New downtown development bringing local jobs to Indianapolis
A change is coming to the Indianapolis skyline and the new project brings the prospect of jobs to the city.
A 28-story tower is proposed for the former Market Square Arena site, on the northeast corner of Alabama and Market Streets. It's been empty for 13 years, and is currently a parking lot.
The plan, which was approved by the City-County Council Monday night, comes with certain conditions. Developer Flaherty & Collins got $23 million from the city to help finance construction. But in return, they had to agree that at least 30 percent of their work force would be from Marion County.
The high-rise will include 300 apartments and a 40,000-square-foot grocery store. It will take two years to build and will employ several hundred construction workers.
For a private project like this, it normally wouldn't matter where the workers came from. But since the developer is receiving city funds, the City-County Council asked that 30 percent of the work force for the project come from Marion County.
Democrat Vop Osili pushed for that stipulation.
"The new building has good potential for appeal for our city, a new skyline. But the nuts and bolts of that have to do with local hires; local workforce. Will we have Marion County residents working on this project? That is to me I think the most important thing we could look at. When we're spending taxpayer dollars, we must have local residents working on these projects," said Osili.
David Flaherty, with Flaherty & Collins said they were fine with the hiring mandate.
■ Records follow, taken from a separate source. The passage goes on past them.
Issue #6392, opened 2019-06-21
Bubble widget does not dismiss itself


EntPyle:
### Versions

* Python: 3.6.7
* OS: Windows 10
* Kivy: 1.11.0
* Kivy installation method: conda

### Description

I think the bubble widget should have the same self dismissal behavior as a spinner menu or a popup, such that it is destroyed when a touch occurs outside of it's boundaries. As it stands, this behavior has to be created and controlled by each user. Is there a reason for the current behavior? If not, I'd be happy to submit a PR.

matham:
A PR would be welcome, But the new behavior should be optional, like `auto_dismiss` for modal view.

EntPyle:
I'll get to work on the PR, using the modal view behavior as a baseline.

PR #6432, opened 2019-07-22
Added auto dismiss behavior to Bubble, as an option. 

EntPyle:
#6392 
Used the modal view dismiss() and the TextInputCutCopyPaste hide() functions as templates to add the option to have bubbles automatically dismiss when a touch is observed outside of the widget.

### DIFF
--- a/kivy/uix/bubble.py
+++ b/kivy/uix/bubble.py
@@ -59,17 +59,19 @@ To change the appearance of the bubble::
 
 __all__ = ('Bubble', 'BubbleButton', 'BubbleContent')
 
-from kivy.uix.image import Image
-from kivy.uix.widget import Widget
-from kivy.uix.scatter import Scatter
-from kivy.uix.gridlayout import GridLayout
-from kivy.uix.boxlayout import BoxLayout
-from kivy.uix.button import Button
 from kivy.properties import ObjectProperty, StringProperty, OptionProperty, \
     ListProperty, BooleanProperty
-from kivy.clock import Clock
+
+from kivy.animation import Animation
 from kivy.base import EventLoop
+from kivy.clock import Clock
 from kivy.metrics import dp
+from kivy.uix.boxlayout import BoxLayout
+from kivy.uix.button import Button
+from kivy.uix.gridlayout import GridLayout
+from kivy.uix.image import Image
+from kivy.uix.scatter import Scatter
+from kivy.uix.widget import Widget
 
 
 class BubbleButton(Button):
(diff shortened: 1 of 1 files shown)


kivy/uix/bubble.py
```diff
@@ -235,6 +245,33 @@ def clear_widgets(self, **kwargs):
         else:
             content.clear_widgets()
 
+    def hide(self, *largs, **kwargs):
+        '''Close the Bubble if it is open.
+        When the view is dismissed, it will be faded out before being
+        removed from the parent. If you don't want animation, use::
+
+            view.dismiss(animation=False)
+
```
tshirtman: this is a nice change, but i think instead of passing animation=False here, i would prefer the app to have an animation ObjectProperty, defaulting to the current animation you put, and with allownone=True, so one can disable it easily, or replace it with another animation.
also add the versionadded info.

kivy/uix/bubble.py
```diff
@@ -91,6 +93,14 @@ class Bubble(GridLayout):
     '''Bubble class. See module documentation for more information.
     '''
 
+    auto_dismiss = BooleanProperty(True)
+    '''This property determines if the widget is automatically
+    removed when the user clicks outside it.
+
+    :attr:`auto_dismiss` is a :class:`~kivy.properties.BooleanProperty` and
+    defaults to True.
+    '''
```
tshirtman: please add indication of the version it was added like in other docstrings.

kivy/uix/bubble.py
```diff
@@ -235,6 +245,33 @@ def clear_widgets(self, **kwargs):
...
+            anim.start(self)
+        else:
+            parent.remove_widget(self)
+
+    def on_touch_down(self, touch):
+        if not self.collide_point(*touch.pos):
+            if self.auto_dismiss:
+                self.hide()
+                return True
+        super(Bubble, self).on_touch_down(touch)
```
tshirtman: I think you should return the result of the call to super, here, instead of always True.

chavarinbonbyn:
Hello, 
Has this been fixed ?, if so in which version ?. I' currently using 1.10.1 and the issue persist.
Thanks.

matham:
To add to what @tshirtman asked, please make the changes similar to dropdown and modal widgets. You can see some explanations at https://github.com/kivy/kivy/pull/6650.

Zen-CODE:
@EntPyle It seems you can't make these changes, so I'm going to close this ticket. Pity, seems like a few people wanted these changes. If you do get around to making these changes, please re-open the PR. Thanks.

"It's groundbreaking since it hasn't been done, so we'll set a precedent in how to do it and how to track it. It'll be a good thing for Marion County. It'll be a good thing for the Marion County workforce, as well. We think we'll actually exceed 30 percent, but we just had never done it before so we needed to be cautious in going forward," Flaherty said.
While it's the first time a local hiring mandate has been applied to a project in Marion County, the practice of requiring projects to hire a certain percentage of workers from the local work force has been growing in cities across the country. San Francisco, Atlanta and Baltimore are among the cities that have such policies.
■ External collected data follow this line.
PR #6433, opened 2019-07-22
Center cache problem on MacOS

ElliotGarbus:
On MacOS, The position of PopUps was wrong prior to a resize.  After a resize, popups were in the correct position.  Removing the cache=true setting from the center alias property solved the problem.

### DIFF
--- a/kivy/core/window/__init__.py
+++ b/kivy/core/window/__init__.py
@@ -523,7 +523,7 @@ class WindowBase(EventDispatcher):
     def _get_center(self):
         return self.width / 2., self.height / 2.
 
-    center = AliasProperty(_get_center, bind=('width', 'height', '_density'),cache=True)
+    center = AliasProperty(_get_center, bind=('width', 'height', '_density'), cache=True)
     '''Center of the rotated window.
 
     .. versionadded:: 1.0.9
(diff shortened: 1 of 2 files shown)


kivy/core/window/__init__.py
```diff
@@ -523,7 +523,7 @@ def _get_height(self):
     def _get_center(self):
         return self.width / 2., self.height / 2.
 
-    center = AliasProperty(_get_center, bind=('width', 'height'), cache=True)
+    center = AliasProperty(_get_center, bind=('width', 'height'))  # Do not cache center
```
matham: The problem seems to have been that density is changed, but the property being cached was not updated. Is that correct?

If so, rather than not caching which has performance implications, a better solution would be to make density a `NumericProperty`, and then add it to the bind list.

matham:
Also, you don't need to make a new PR. You can just update this PR with your changes.

ElliotGarbus:
Done.  Thanks for your help and all you do on Kivy!

kivy/core/window/__init__.py
```diff
@@ -523,7 +523,7 @@ def _get_height(self):
     def _get_center(self):
         return self.width / 2., self.height / 2.
 
-    center = AliasProperty(_get_center, bind=('width', 'height'), cache=True)
+    center = AliasProperty(_get_center, bind=('width', 'height', '_density'),cache=True)
```
matham: The PEP8 test on CI is failing. I'm guessing the line is too long?

ElliotGarbus:
Needed a space… done!

matham:
*Now* it is complaining about the line being too long :)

Proponents say it not only ensures more local jobs, but also leads to more local spending and local tax dollars generated.
Mike Cawthron, who works in construction and lives in Marion County said he was glad to see the project go the go-ahead, especially given its two-year timetable.
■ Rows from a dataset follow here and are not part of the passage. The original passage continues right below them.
PR #6443, opened 2019-07-28
Don't init property created in KV with given value

matham:
In the case where a widget doesn't have a property (e.g. property `my_prop`), if you set this property in kv its value is stored in the property instance for the widget *class* as opposed to in the widget *instance*.

E.g.:

```
<SomeWidget>:
    my_prop: app.large_obj
    OtherWidget:
        other_prop: app.other_obj
```

Currently, both `my_prop` and `other_prop` will have a property instance created for the `SomeWidget` and `OtherWidget`, respectively because the didn't yet exist. Similarly, they will each hold a ref to `app.large_obj` and `app.other_obj`, respectively.

The problem is that this object is held indefinitely and cannot be garbage collected. This is also undesired because it's not clear from kv, that the value is saved forever as the default. Instead, this PR changes it such that the property will be initialized to the default value of that property. The property will still be set to the appropriate value, it just will be set for each widget instance, instead of as the default stored in the class.

Backward compatibility
---------------------------

If you do:

```
<SomeWidget>:
    my_prop: app.large_obj
```
Then it doesn't make a difference whether it's the class default or instance default because every instance will be set to the value. The only difference is that if it's the class default the value will of course be whatever default value is immediately, while with the changes the property will not be set to the desired value until the rule is executed (it's value until the rule is set is the default value for that property class). But this is not different than other kv rules where the property already exists so I don't think it's an issue.

For the other case, where the rule is not a class, but rather a instance rule, e.g.:

```
<SomeWidget>:
    OtherWidget:
        other_prop: app.other_obj
```

This is very similar to the previous case, except for `OtherWidget` instances created before the rule is added to `Builder` and executed the very first time. Previously, all of them would default to the given value as it's stored in the class. But with these changes, it is not stored in the class, so existing widgets would default to the default value for the property class.

However, this is not an issue because you shouldn't really access this property for widgets created before the rule is added to `Builder` because they are not properly initialized.

So I think this can be merged with little backward compat issues.

I'm planning to add tests for this stuff testing memory leaks once the other PRs I created today are merged as they are all required together to prevent memory leaks.

### DIFF
--- a/kivy/_event.pyx
+++ b/kivy/_event.pyx
@@ -800,7 +800,7 @@ cdef class EventDispatcher(ObjectWithUid):
             ret[x] = p[x]
         return ret
 
-    def create_property(self, str name, value=None, *largs, **kwargs):
+    def create_property(self, str name, value=None, default_value=True, *largs, **kwargs):
         '''Create a new property at runtime.
 
         .. versionadded:: 1.0.9
@@ -817,6 +817,10 @@ cdef class EventDispatcher(ObjectWithUid):
             Also, now and positional and keyword arguments are passed to the
             property when created.
 
+        .. versionchanged:: 2.0.0
+
+            default_value has been added.
+
         .. warning::
 
             This function is designed for the Kivy language, don't use it in
@@ -829,7 +833,10 @@ cdef class EventDispatcher(ObjectWithUid):
             `value`: object, optional
                 Default value of the property. Type is also used for creating
                 more appropriate property types. Defaults to None.
-
+            `default_value`: bool, True by default
+                If True, `value` will be the default for the property. Otherwise,
+                the property will be initialized with the the property type's
+                normal default value, and subsequently set to ``value``.
 
         ::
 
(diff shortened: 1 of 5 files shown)


kivy/_event.pyx
```diff
@@ -840,25 +847,46 @@ cdef class EventDispatcher(ObjectWithUid):
...
-        elif isinstance(value, (int, float)):
-            prop = NumericProperty(value, *largs, **kwargs)
-        elif isinstance(value, string_types):
-            prop = StringProperty(value, *largs, **kwargs)
-        elif isinstance(value, (list, tuple)):
-            prop = ListProperty(value, *largs, **kwargs)
-        elif isinstance(value, dict):
-            prop = DictProperty(value, *largs, **kwargs)
+
+        if default_value:
```
AndiEcker: DRY - replacing the code within this if-block with the following code line:
```suggestion
        if default_value:
            largs = (value, ) + largs
```
... you could indent out the code in the `else:` code block (using it for both cases: default_value == True and == False).

kivy/_event.pyx
```diff
@@ -840,25 +847,46 @@ cdef class EventDispatcher(ObjectWithUid):
...
+                prop = ListProperty(value, *largs, **kwargs)
+            elif isinstance(value, dict):
+                prop = DictProperty(value, *largs, **kwargs)
+            else:
+                prop = ObjectProperty(value, *largs, **kwargs)
         else:
-            prop = ObjectProperty(value, *largs, **kwargs)
+            if value is None:  # shortcut
+                prop = ObjectProperty(*largs, **kwargs)
+            if isinstance(value, bool):
```
AndiEcker:
```suggestion
            **el**if isinstance(value, bool):
```

kivy/_event.pyx
matham: I've simplified it in an alternative way.

AndiEcker: great job - your simplification is more clean :)

PR #6448, opened 2019-08-01
Move `__self__` from widget to EventDispatcher and fix tests.

matham:
Given that `proxy_ref` is now in `EventDispatcher`, it's helpful to also move `__self__` to it so we can get the actual object.

Also adds memory leaks tests making sure the app is gc'd after each test is done, and fixes the often failing network test to not fail due to lack of internet.

### DIFF
--- a/kivy/_event.pyx
+++ b/kivy/_event.pyx
@@ -925,6 +925,10 @@ cdef class EventDispatcher(ObjectWithUid):
         self._proxy_ref = _proxy_ref = WeakProxy(self)
         return _proxy_ref
 
+    @property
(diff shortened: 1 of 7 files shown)


jabdoa2:
This change should probably be listed in https://github.com/kivy/kivy/issues/5560 as it breaks our current code around adding a ScreenManager to any other widget.

matham:
But how is it an API break? Moving to a superclass should not be an API break?

jabdoa2:
I will investigate this some more. It came up in git bisect. Maybe it is coincidence.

"It's definitely a big job, so there's going to be a lot of money and a lot of time involved," he said. "That's quite a bit of money that people from Marion County can make."
Republican Councilor Jeff Miller said he suspected that future developments seeking public funding may be subject to a similar requirement on hiring.
Derron Kintner, executive director of the city's bond bank said it could "potentially" become a city ordinance, "but we need to make sure it works and is 30 percent the right number? I don't know if that's too low, too high or the right number...we have to make sure (any new rule) is rational and reasonable."
Flaherty & Collins plans to break ground on the new development early this summer. Flaherty said they're also close to announcing the new grocery store, which will be at the southwest corner of the site.